▶ Action item: Having read the entries, repeat all of them exactly.

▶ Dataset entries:
++++++++++++++++++++

Issue #2255, opened 2022-09-15
COSIGN_EXPERIMENTAL and offline mode


znewman01:
`COSIGN_EXPERIMENTAL` was introduced AFAICT for two reasons:

1. The Sigstore *idea*, *interface*, and *implementation* were still experimental
2. The Sigstore *infrastructure* wasn't reliable/didn't have guarantees.

So to start, anything that touched Sigstore infrastructure (TUF roots, Fulcio, Rekor) was gated: users needed to set `COSIGN_EXPERIMENTAL=1` to use them.

Over time, we've blurred the line a little; without turning on experimental mode:

- You can pass a Rekor bundle and cosign will check it.
- To do that, you need the Rekor public key, which you get via TUF (this goes over the network!)
- Similarly, you can provide a cert signed by Fulcio, and cosign will check it against Fulcio's key
-  It gets that key via TUF

There's a question about "what is the point of `cosign verify-blob` without `COSIGN_EXPERIMENTAL` but with a provided certificate?"

I don't want to answer that, at least not here. It's hopefully going to be an obsolete question soon: we're relatively comfortable with the idea of Sigstore, and we're targeting general availability (GA) for the infrastrcucture soon: https://github.com/sigstore/fulcio/issues/766 and https://github.com/sigstore/rekor/issues/1005 . **But**, at least some folks have been deliberately not providing this flag to indicate "don't try to hit the network." That's *sort-of* what it does right now: "I don't try to query Rekor/Fulcio, but I *know* about them, and also I'll get their keys via TUF."

That suggests to me that, post-dropping-`COSIGN_EXPERIMENTAL`, there should be some mechanism to verify offline. Maybe a `--offline` flag, or even a `verify-offline` command (which is nice because now we can *only* show users the relevant flags). If we do that, we probably want to have some requirement on how out-of-date your TUF roots can be (maybe user-configurable?) and instructions on how to grab them from `cosign initialize`.

haydentherapper:
+1 to an offline flag! Here's a copy paste of a comment I left on a doc when we were looking into the Cosign CVE:

With no flag, I'd propose the behavior be:
* Default to fetching from Rekor without any flags
* To avoid a call to Rekor, either
--- provide a bundle
--- add a flag explicitly opting out of the rekor call

znewman01:
+1 to that as the default behavior.

Then, the additional changes for an offline mode:

- use cached TUF state (after checking their age), which gives you Rekor/Fulcio root certs
[...]

PR #2457, opened 2022-11-14
Remove experimental mode from sign-blob and verify-blob

priyawadhwa:

Ref #2255 

#### Release Note
Remove experimental mode from sign-blob and verify-blob


asraa (approved):

haydentherapper (approved):
Nice!!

++++++++++++++++++++

▶ Output for this task:
Issue #2255, opened 2022-09-15
COSIGN_EXPERIMENTAL and offline mode


znewman01:
`COSIGN_EXPERIMENTAL` was introduced AFAICT for two reasons:

1. The Sigstore *idea*, *interface*, and *implementation* were still experimental
2. The Sigstore *infrastructure* wasn't reliable/didn't have guarantees.

So to start, anything that touched Sigstore infrastructure (TUF roots, Fulcio, Rekor) was gated: users needed to set `COSIGN_EXPERIMENTAL=1` to use them.

Over time, we've blurred the line a little; without turning on experimental mode:

- You can pass a Rekor bundle and cosign will check it.
- To do that, you need the Rekor public key, which you get via TUF (this goes over the network!)
- Similarly, you can provide a cert signed by Fulcio, and cosign will check it against Fulcio's key
-  It gets that key via TUF

There's a question about "what is the point of `cosign verify-blob` without `COSIGN_EXPERIMENTAL` but with a provided certificate?"

I don't want to answer that, at least not here. It's hopefully going to be an obsolete question soon: we're relatively comfortable with the idea of Sigstore, and we're targeting general availability (GA) for the infrastrcucture soon: https://github.com/sigstore/fulcio/issues/766 and https://github.com/sigstore/rekor/issues/1005 . **But**, at least some folks have been deliberately not providing this flag to indicate "don't try to hit the network." That's *sort-of* what it does right now: "I don't try to query Rekor/Fulcio, but I *know* about them, and also I'll get their keys via TUF."

That suggests to me that, post-dropping-`COSIGN_EXPERIMENTAL`, there should be some mechanism to verify offline. Maybe a `--offline` flag, or even a `verify-offline` command (which is nice because now we can *only* show users the relevant flags). If we do that, we probably want to have some requirement on how out-of-date your TUF roots can be (maybe user-configurable?) and instructions on how to grab them from `cosign initialize`.

haydentherapper:
+1 to an offline flag! Here's a copy paste of a comment I left on a doc when we were looking into the Cosign CVE:

With no flag, I'd propose the behavior be:
* Default to fetching from Rekor without any flags
* To avoid a call to Rekor, either
--- provide a bundle
--- add a flag explicitly opting out of the rekor call

znewman01:
+1 to that as the default behavior.

Then, the additional changes for an offline mode:

- use cached TUF state (after checking their age), which gives you Rekor/Fulcio root certs
[...]

PR #2457, opened 2022-11-14
Remove experimental mode from sign-blob and verify-blob

priyawadhwa:

Ref #2255 

#### Release Note
Remove experimental mode from sign-blob and verify-blob


asraa (approved):

haydentherapper (approved):
Nice!!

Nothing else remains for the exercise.